* **EXERCISE DIRECTIONS**
Give the data again, word for word.

* **AVAILABLE DATA**
================

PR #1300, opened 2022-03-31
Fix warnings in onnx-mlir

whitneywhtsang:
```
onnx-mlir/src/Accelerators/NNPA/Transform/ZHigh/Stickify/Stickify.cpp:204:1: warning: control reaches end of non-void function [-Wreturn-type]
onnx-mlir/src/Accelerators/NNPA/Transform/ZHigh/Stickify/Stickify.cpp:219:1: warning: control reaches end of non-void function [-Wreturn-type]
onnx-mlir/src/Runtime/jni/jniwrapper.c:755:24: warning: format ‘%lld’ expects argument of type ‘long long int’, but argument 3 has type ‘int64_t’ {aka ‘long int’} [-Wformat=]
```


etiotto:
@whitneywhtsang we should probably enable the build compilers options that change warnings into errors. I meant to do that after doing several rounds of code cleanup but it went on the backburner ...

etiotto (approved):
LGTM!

================

* **TASK SOLUTION**
PR #1300, opened 2022-03-31
Fix warnings in onnx-mlir

whitneywhtsang:
```
onnx-mlir/src/Accelerators/NNPA/Transform/ZHigh/Stickify/Stickify.cpp:204:1: warning: control reaches end of non-void function [-Wreturn-type]
onnx-mlir/src/Accelerators/NNPA/Transform/ZHigh/Stickify/Stickify.cpp:219:1: warning: control reaches end of non-void function [-Wreturn-type]
onnx-mlir/src/Runtime/jni/jniwrapper.c:755:24: warning: format ‘%lld’ expects argument of type ‘long long int’, but argument 3 has type ‘int64_t’ {aka ‘long int’} [-Wformat=]
```


etiotto:
@whitneywhtsang we should probably enable the build compilers options that change warnings into errors. I meant to do that after doing several rounds of code cleanup but it went on the backburner ...

etiotto (approved):
LGTM!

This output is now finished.